Следующий день было воскресенье. Вечером я была, конечно, на улице. С участка приходила гармонь и участковые ребята. Конечно, были танцы. Мы с Ольгой, как нетанцующие, шатались по улице, а потом уселись как раз против круга на бревне. Вначале мы сидели одни, но потом к нам стали подходить ребята, Коля Осипушкин уселся было с нами, но потом ушел. Потом подошел Коля Антоновский и сел рядом со мной на земле. Потом он ушел, потом опять пришел и сел рядом с Ольгой. Я посидела немного и ушла, да так быстро, что и самой показалось смешно. За мной следом побежала Ольга и спросила, не ревную ли я. Я отвечала, что нет, что я ушла оттого, что мне надоело сидеть. Это было так на самом деле. Походив немного по улице, мы стали около круга. Коля предложил мне пойти домой, но я не пошла, сказав, что еще рано. Потом я, Ольга и Коля Осипушкин прошли по улице. Только прошли мы раз, гляжу, идут за нами Коля Антоновский и Вася Фабрика. «Так за тобой следом и ходит», – сказал мне Коля Осипушкин про Колю. Я промолчала, что было отвечать? Через некоторое время Коля Антоновский предложил нам с Ольгой пойти в сад к нему за яблоками. Мы пошли. В саду Коля натряс нам яблок, мы уселись на какой-то жердочке и принялись есть яблоки. В это время в сад приходили ребята за яблоками, мы с Ольгой спрятались, и они нас не видели. Потом пришла Зоя за яблоками и, слышу, спрашивает у Коли: «А где Таня?» Не знаю, что ответил ей Коля, не слышала. Как мы с Ольгой тихо ни сидели, но она нас все-таки увидела. Когда она ушла, Коля сел с нами и спросил, скоро ли я пойду домой, я ответила, что не знаю. Потом мы с Ольгой стали собираться уходить. Коля проводил нас до калитки и стал прощаться, говоря, что идет домой. Это меня удивило, я стала просить его, чтобы он погулял еще немного, и потащила его из сада. Но он и сам не пошел, и меня не пустил. Между тем Ольга ждала меня за садом, но потом, увидев, что меня нет, ушла. Мы же с Колей так и простояли до двенадцати часов у садовой калитки.

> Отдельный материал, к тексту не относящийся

PR #300, opened 2021-01-24
Use the footer on tablets (< lg, > md)

alalonde:

PR #305, opened 2021-01-25
[MyMeta] Use responsive units on the header and footer

dysbulic:
This is a refactor of the app drawer to use responsive units. It includes changes from pull requests #294, #299, & #300.


dysbulic:
The only other thing I would suggest is not to use a monospace font for the drawer component names. They are too close together as it is.

dysbulic:
I am in the process of removing the units from the buttons to allow them to flow more naturally. I should have an update later today…

hammadj (commented):
Feels much better now, however the spacing is a bit weird on mobile still where the footer height feels too high and the padding of the app icons container is not right (too much padding on the bottom)

dysbulic:
I switched the base branch to `@mymeta/drawer-gradient` so that @TheLoneRonin would still get XP from the merging of #294.

dysbulic:
I removed most of the explicit sizes from the footer menu elements so that they get their dimensions from the layout flow.

It had the unintended side effect of making the drawer work in landscape mode on mobile by shrinking the icons to nothing.


https://user-images.githubusercontent.com/181523/106229327-5eab5f00-61bb-11eb-84f4-a1ae26d11815.mp4

dysbulic:
I have the convenient function `function t() { git commit -S -am "$*"; }` defined in my `.bashrc` so I can do `t this is my commit message` to commit. If I don't pay attention though, the `#` character is interpreted as the start of a comment.

My last message should have read:

> removed box from focused menu items ala. #268

There was a blue box shadow around menu items when they were focused. That is removed.

peth-yursick:
> 
> 
> I have the convenient function `function t() { git commit -S -am "$*"; }` defined in my `.bashrc` so I can do `t this is my commit message` to commit. If I don't pay attention though, the `#` character is interpreted as the start of a comment.
> 
> My last commit message should have read:
> 
> > removed box from focused menu items ala. #268
> 
> There was a blue box shadow around menu items when they were focused. That is removed.

Does this fix everything from #268 then?

dysbulic:
I'm pretty sure everything in #268 is fixed.

- [x] Hide on load
- [x] Remove blue boxes around menu items when focused

I didn't fix "The light blue app drawer background appears over a part of the navigation bar", but I'm not seeing it.

hammadj (approved):

PR #314, opened 2021-01-29
Remove unused codegen stuff and update Hasura to latest version

hammadj:


dan13ram (approved):
love it when i see so much red

PR #315, opened 2021-01-29
Use exact versions in package.json files

hammadj:
Since Dependabot is updating packages for us, we should only use exact version numbers to be explicit
for what version we are on and reduce chances of having incorrect versions installed


dysbulic (approved):
I follow your logic for using explicit version numbers, and these changes all seem to be working in the preview version.

dan13ram (approved):
lgtm

pakokrew:
yarn.lock is here to guarantee we have the same package versions

PR #318, opened 2021-01-29
Codegen wasn't completely removed

dysbulic:
#316 removes the `codegen` task, but there were still references remaining that prevented building a clean docker distribution.


hammadj (approved):
good catch, thanks

PR #319, opened 2021-01-30
Discord Bot MVP

hammadj:
Setup of discord bot architecture

### DIFF
--- a/packages/discord-bot/codegen.yml
+++ b/packages/discord-bot/codegen.yml
@@ -1,0 +1,18 @@
+overwrite: true
+require:
+  - ts-node/register
+generates:
+  ./src/__generated__/hasura-sdk.ts:
+    schema: '../../schema.graphql'
+    documents:
+      - ./src/graphql/**/(!(*.d)).ts
+    plugins:
+      - typescript
+      - typescript-operations
+      - typescript-graphql-request
+      - add:
+          content: '/* eslint-disable */'
+    config:
+      immutableTypes: true
+      scalars:
+        account_type: "'ETHEREUM' | 'DISCORD' | 'GITHUB' | 'TWITTER' | 'DISCOURSE'"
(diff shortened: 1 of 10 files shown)


dysbulic (approved):
This seems pretty straightforward.

packages/discord-bot/src/index.ts
```diff
@@ -0,0 +1,19 @@
+// Use the Client that are provided by @typeit/discord NOT discord.js
+import { Client } from '@typeit/discord';
+
+import { CONFIG } from './config';
+
+async function start() {
+  const client = new Client({
+    classes: [
+      `${__dirname}/*Discord.ts`, // glob string to load the classes
```
dysbulic, line 9: This is causing the tests to fail.

dysbulic:
The fixes to the build check (elements returning `undefined` which can't be serialized as JSON) are in #294.

packages/discord-bot/codegen.yml
```diff
@@ -0,0 +1,18 @@
+overwrite: true
+require:
+  - ts-node/register
+generates:
+  ./src/__generated__/hasura-sdk.ts:
+    schema: '../../schema.graphql'
+    documents:
+      - ./src/graphql/**/(!(*.d)).ts
```
dysbulic, line 8: This is causing the tests to fail when it doesn't match anything.

pakokrew:
Maybe add dockerfile + compose configurations ?

hammadj:
> The fixes to the build check (elements returning `undefined` which can't be serialized as JSON) are in #294.

Would be better to make changes directly to master next time. When PRs get too big and are trying to do too many things at once it doesn't work out well. If you want to split XP with another player you can write "paired with @username" in the PR description

hammadj:
> Maybe add dockerfile + compose configurations ?

Im intending this to be used as a package / imported by the backend instead of running as its own service, so didn't make a Dockerfile for that reason. If you think its worth it just for dev purposes I can add it in

pakokrew:
> > Maybe add dockerfile + compose configurations ?
> 
> Im intending this to be used as a package / imported by the backend instead of running as its own service, so didn't make a Dockerfile for that reason. If you think its worth it just for dev purposes I can add it in

Thought it would become a service of its own. Then I guess we don't need docker configs.

pakokrew (approved):

Issue #295, opened 2021-01-21
[MetaMaps] Only authenticate when necessary


dysbulic:
Currently if a user has not connected their $ETH wallet they are not able to do anything other than look at a message asking them to authenticate.

The application should only ask the user to log in when they are performing an interaction, such as saving a map, that needs to be tied to their account.

If they are not logged in when they start, a new ephemeral map should instantiated that they can edit anonymously.

There should also be a `Connect` button in the same place as on [my.metagame.wtf](//my.metagame.wtf). Ideally the component from `packages/web/components/LoginButton.tsx` should be abstracted to `packages/design-system` and then included in MetaMaps via the import of `@metafam/ds`.

ace-smart:
I would like to work on this issue?

ace-smart:
@dysbulic @TheLoneRonin In the MetaMaps, the `Setup Profile` link is needed still?
I think `Setup Profile` feature should be available on only `MyMeta`.
What do you think about this?
![image](https://user-images.githubusercontent.com/76216456/106624306-f4196b00-658e-11eb-878e-8f1ca3382825.png)

dysbulic:
> [Is] the `Setup Profile` link is needed still?

I think we need the ability to insert content by the profile icon. I [suggested an 'options` parameter](https://github.com/MetaFam/TheGame/pull/328/files/0a9ac1532c5ef95dc37ea806d0d6b7e6d5ffbdd6#r568305756) in #328.

IxaBrjnko:
If we can pull the merge from MetaMaps Alpha, this would be a lot easier to work on in the main repo...

dysbulic:
MetaMaps has been removed from active development.

PR #328, opened 2021-02-02
Made abstracted Login Button component into the design-system. 

ace-smart:
As mentioned in https://github.com/MetaFam/TheGame/issues/295#issue-790857701:
Connect button has been abstracted to packages/design-system.


packages/web/components/PageHeader.tsx
```diff
@@ -93,6 +103,15 @@ const SubMenuItem: React.FC<React.ComponentProps<typeof MetaLink>> = ({
 export const PageHeader: React.FC = () => {
   const { isOpen, onToggle, onClose } = useDisclosure();
 
+  const { connectWeb3, disconnect, isConnected } = useContext(Web3Context);
```
hammadj, line 106: There's a `useWeb3` hook in web/lib/hooks.js. you can use that instead of this

packages/design-system/src/LoginButton.tsx
```diff
@@ -0,0 +1,85 @@
...
+        <Box>
+          <Link
+            href={`/player/${user.username}`}
+            fontFamily="body"
+            color="whiteAlpha.700"
+          >
+            {user.player ? user.playerName : 'Unknown'}
+          </Link>
+          <HStack spacing={2}>
+            <Link color="cyan.400" href="/profile/setup">
```
hammadj, line 62: This has implementation details that don't belong in the design system (profile setup route has to do with NextJS in the `web` package) since they cant be universally used. Would be better to just use the generic button component or abstract the implementation details of the NextJS app.

hammadj (approved):

packages/design-system/src/LoginButton.tsx
```diff
@@ -0,0 +1,85 @@
...
+import { MetaButton } from './MetaButton';
+
+type UserInfo = {
+  playerImage?: string;
+  playerName?: string;
+  username?: string;
+  player?: any;
+};
+
+type LoginButtonPros = {
```
hammadj, line 21: Typo

packages/design-system/src/LoginButton.tsx
```diff
@@ -0,0 +1,85 @@
...
+      return <Spinner color="purple.500" size="sm" />;
+    }
+    if (!user?.player) return null;
+    return (
+      <HStack>
+        <Avatar
+          src={user.playerImage}
+          name={user.playerName}
+          as={Link}
+          href={`/player/${user.username}`}
```
dysbulic, line 51: This URL may not exist on all sites where this button is used.

Maybe you could have a parameter `hrefFor` with the default value ``(user) => `/player/${user.username}`​``, then for the `href` parameter call `hrefFor(user)`.

packages/design-system/src/LoginButton.tsx
dysbulic: The tricky part is whether to always include the `Disconnect` button. It is arguably always warranted, but, for example, I recently pushed a change to MyMeta to replace the `Disconnect` text with a `⨯`.

Maybe `mutations` could be a function with a default value of the `Disconnect` button, but which receives the `disconnect` function as a parameter allowing the generation of whatever UI is desired.

Is that too convoluted?

pakokrew:
It's not a bad idea to put the LoginButton in the design system, but I think the most important part is the web3 hooks that should be in a shared package. This has a complex logic that must be the same between apps and shouldn't be reimplemented multiple times. The LoginButton is a really simple component.

For the problems you have about "Setup profile" considering you want to share the LoginButton, then it should only display "connect" or "profile info + disconnect". "Setup profile" should be moved somewhere else. 
When connected, the profile info could redirect to a page url set as a param, where the user could have a way to edit their profile. 

The "Setup profile" will be changed anyway. Once the user is onboarded, they will not have to go through the all wizard to edit their profile and they should be able to atomically edit their profile on their page.

pakokrew (changes requested):
see my previous comment

ace-smart:
> see my previous comment

I am also thinking of building shared web3 context.
However, I am curious if apps has its own dependencies and auth mechanism or something else...

pakokrew:
> > see my previous comment
> 
> I am also thinking of building shared web3 context.
> However, I am curious if apps has its own dependencies and auth mechanism or something else...

Metagame apps will definitely share the same auth mechanism, and changes to it should be reflected on ever apps. In one app really need a different auth system, it can implement its own. At least now for Metamaps it should be the same.

ace-smart:
> > > see my previous comment
> > 
> > 
> > I am also thinking of building shared web3 context.
> > However, I am curious if apps has its own dependencies and auth mechanism or something else...
> 
> Metagame apps will definitely share the same auth mechanism, and changes to it should be reflected on ever apps. In one app really need a different auth system, it can implement its own. At least now for Metamaps it should be the same.

Ok, you are right.
May I make another PR of the update including web3 context?
If you ok, I want you to approve this PR and merge.

pakokrew:
> Ok, you are right.
> May I make another PR of the update including web3 context?
> If you ok, I want you to approve this PR and merge.

Actually I don't really see the point of this PR. If this is just about sharing a "LoginButton component", which includes very few logic and that will be anyway different between apps, I am not sure it is necessary. 

I would highly prefer to work first on sharing the auth mechanism with the Web3 context and hooks, integrate them into MyMeta and MetaMaps, see how that fits, and then maybe work on a shared Login component.

pakokrew:
> Ok, you are right.
> May I make another PR of the update including web3 context?
> If you ok, I want you to approve this PR and merge.

Actually I don't really see the point of this PR. If this is just about sharing a "LoginButton component", which includes very few logic and that will be anyway different between apps, I am not sure it is necessary. 

I would highly prefer to work first on sharing the auth mechanism with the Web3 context and hooks, integrate them into MyMeta and MetaMaps, see how that fits, and then maybe work on a shared Login component.

ace-smart:
> I would highly prefer to work first on sharing the auth mechanism with the Web3 context and hooks, integrate them into MyMeta and MetaMaps, see how that fits, and then maybe work on a shared Login component.

I see

hammadj:
Agree with @pakokrew. I think making a specific package to extract the web3 context stuff would be the way to go, could even use the `@metafam/utils` package we have already. That way they can use those same top level components and logic.

ace-smart:
@pakokrew @hammadj @dysbulic I moved `Web3Context` stuff to the @metafam/utils packages to be shared from other packages.
Please review commits. :)

packages/utils/package.json
```diff
@@ -13,9 +13,12 @@
     "precommit": "yarn lint-staged"
   },
   "dependencies": {
+    "@walletconnect/web3-provider": "^1.2.1",
```
pakokrew, line 16: Remove the packages that are not needed anymore from `web`

pakokrew (approved):

pakokrew:
@hammadj could you authorise the deployment please :)

TheLoneRonin:
Hey @ace-smart!
Are there any other changes you'd like to this pull request?

If not, we can merge it now.

pakokrew:
LGTM we can merge

packages/web/components/PageHeader.tsx
ace-smart: It isn't necessary from now because `Web3Context` had been moved to `@metafam/utils`

ace-smart:
> Hey @ace-smart!
> Are there any other changes you'd like to this pull request?
> 
> If not, we can merge it now.

not, please merge this PR

Issue #278, opened 2021-01-15
[MyMeta] Profile Edit Page Design


META-DREAMER:
Currently editing a profile takes you through the whole onboarding flow. This isn't ideal since we want people to be able to edit individual parts of the profile. Also updating the username is the first thing in the flow and that's not something we want people to be doing often.

Would be nice to have a simpler "edit profile" page that let people update their profile info after creating it. It would make sense for each "card" in the profile to have its own edit button so when you click edit on your Skills card it shows a modal with just the skills editor. Likewise with the personality stuff, and for the profile image it should redirect to 3box.

Reusing the same components in the onboarding flow would be a requirement as well so we don't have to maintain multiple components for editing stuff.

alalonde:
Yes, I was thinking something similar. What I planned on implementing was just converting the onboarding flow such that each step had its own link (which it should regardless), and then linking to a step directly. Then you could just change the button to be "Save and Exit" or something of the like.

Seems a bit more lightweight implementation-wise, albeit probably not as good a UX.

dysbulic:
Profile storage is migrating to IDX (3Box profiles are getting retired), so this information will need to go to IDX after #309.

alalonde:
#333 gets us most of the way towards an implementation of this.

alalonde:
Once that's merged it's just a matter of adding links

peth-yursick:
Is this still missing the design @alalonde?

alalonde:
No, I don't think so. Perhaps you were referring to another issue?

luxumbra:
Is anything needing doing on this to get it pushed out the door?

alalonde:
No, I don't think there are any blockers at this point.

luxumbra:
> Once that's merged it's just a matter of adding links

If it needs finishing off, perhaps is a good first issue for someone? Where should the the links go?

The 'design needed' tag & 'Design' in the title suggests there's some design input required here?

davort:
Happy to help from the design side of things! Feel free to assign me to this issue. @luxumbra - will you be taking care of the code?

davort:
FYI - started designing the "Edit Profile" page: https://www.figma.com/file/zDHqledo5H2aKR3KDvbur8/Meta-Game?node-id=6952%3A68

dysbulic:
> FYI - started designing the "Edit Profile" page…

[...]

PR #333, opened 2021-02-08
Refactored profile edit flow to use browser history

alalonde:
This is purely a refactor with no new added functionality beyond back/forward browser navigation support.

This accomplishes several things:

- Makes linking to sections of the setup flow possible (#278, will need additional UI)
- Moves all step-specific logic out of the setupcontext and into a new step-specific page
- SetupOptions data structure was refactored to allow for much simpler computation of current step / section

I'm sure there's some performance improvements that could be made here, and probably some stuff I didn't refactor that I probably should, especially in the `SetupContext` component.


packages/web/components/LoginButton.tsx
```diff
@@ -45,7 +46,9 @@ export const LoginButton: React.FC = () => {
             {user.player ? getPlayerName(user.player) : 'Unknown'}
           </MetaLink>
           <HStack spacing={2}>
-            <MetaLink href="/profile/setup">Setup profile</MetaLink>
+            <MetaLink href="/profile/setup/username">
+              {user.username && user.username !== address ? 'Edit profile' : 'Setup profile'}
```
dysbulic, line 50: I'd use `user?.username` since `user` can be `null`.

packages/web/components/Setup/SetupHeader.tsx
```diff
@@ -7,20 +7,21 @@ import { useSetupFlow } from 'contexts/SetupContext';
 import React from 'react';
 
 export const SetupHeader: React.FC = () => {
-  const { step, screen, onNextPress, onBackPress, options } = useSetupFlow();
+  const { stepIndex, onNextPress, onBackPress, options } = useSetupFlow();
+
+  const {sectionIndex} = options.steps[stepIndex];
```
dysbulic, line 12: Spaces inside object…

dysbulic (commented):
I don't think your code breaks this, but if I setup a profile then go back to edit it, the first screen is populated with the username and I can click the "Next" button.

This isn't true for the next (Personality Type) screen. The type isn't selected and I can't click "Next".

packages/web/components/LoginButton.tsx
alalonde: no, there's a if `(!user?.player) return null;`above it, and a nullreference error would occur before here anyway.

alalonde:
> I don't think your code breaks this, but if I setup a profile then go back to edit it, the first screen is populated with the username and I can click the "Next" button.
> 
> This isn't true for the next (Personality Type) screen. The type isn't selected and I can't click "Next".

Let me check this and confirm there's not a regression. Thanks for looking over the PR.

alalonde:
> > I don't think your code breaks this, but if I setup a profile then go back to edit it, the first screen is populated with the username and I can click the "Next" button.
> > This isn't true for the next (Personality Type) screen. The type isn't selected and I can't click "Next".
> 
> Let me check this and confirm there's not a regression. Thanks for looking over the PR.

Nope, this doesn't currently work in prod currently. I'll create a separate PR to address it

pakokrew:
Will review that once #342 is merged and this is rebased :)

hammadj:
> Will review that once #342 is merged and this is rebased :)

Merged that, this can be rebased now @alalonde

alalonde:
Rebased and ready for review.

packages/web/components/Setup/SetupProfile.tsx
```diff
@@ -1,89 +1,16 @@
...
-    setPlayerType,
-    availability,
-    setAvailability,
-    timeZone,
-    setTimeZone,
-    skills,
-    setSkills,
-  ]);
+export const SetupProfile: React.FC = ({children}) => {
+  const {options, stepIndex} = useSetupFlow();
```
hammadj, line 7: 🙏🙏🙏🙏🙏🙏🙏🙏

packages/web/contexts/SetupContext.tsx
```diff
@@ -1,182 +1,76 @@
...
-  }>;
-};
+const urlPrefix = `/profile/setup/`;
 
 type SetupContextType = {
-  options: Array<SetupOption>;
-  step: number;
-  screen: number;
+  options: SetupOptions;
+  stepIndex: number;
```
hammadj, line 9: Alec "Refactoring God" LaLonde

hammadj (approved):
Much much cleaner / better, good stuff!

packages/web/components/LoginButton.tsx
hammadj: The type checker would've picked it up anyways if user could've been null here

pakokrew (approved):

dysbulic (approved):

dan13ram (approved):
This is awesome work @alalonde ! Thank you =)

packages/web/pages/profile/setup/timeZone.tsx
```diff
@@ -0,0 +1,38 @@
...
+export type DefaultSetupProps = InferGetStaticPropsType<typeof getStaticProps>;
+
+const TimeZoneSetup: React.FC<DefaultSetupProps> = () => {
+
+  const [timeZone, setTimeZone] = useState<string>('');
+  const { user } = useUser({ redirectTo: '/' });
+
+  if (user?.player) {
+    const {player} = user;
+    if (player.timezone && !timeZone) {
```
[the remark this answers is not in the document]
alalonde: I looked into this a bit. I think the best solution would be to refactor each `<SetupComponent>` to just take a `player` as a prop and thus figure out the value of the field, rather than the parent component having this logic. Since each setup is its own page, we shouldn't need `useState` anymore either, as the data will be retrieved from graphql on load.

Я сказала Коле, что это, вероятно, последнее воскресенье, потому что на следующей неделе мы, наверное, уедем. Коля сказал, что это последний вечер проводим мы вместе и что он больше на улицу не выйдет. Я спросила почему, и он ответил, что боится, как бы не было очень большого разговора. На это я ему ответила, что если он боится разговора, то об этом нужно было думать раньше, а не теперь, когда уже стали говорить. Потом я прибавила, что хотя я и собираюсь зимой приехать сюда, но, наверное, не придется, потому что, наверное, пойдет обо мне по деревне худая молва и стыдно будет показаться в деревню. Но Коля сказал, что до того времени забудут обо всем. Потом я спросила его, не напишет ли он мне письмо обо всем, что будут обо мне говорить. Вначале он сказал, что писать как будто неудобно, но потом согласился и попросил, чтобы я как-нибудь написала ему адрес. Я обещала написать и в свою очередь попросила его написать мне одну песню, которую я не знала. Он обещал.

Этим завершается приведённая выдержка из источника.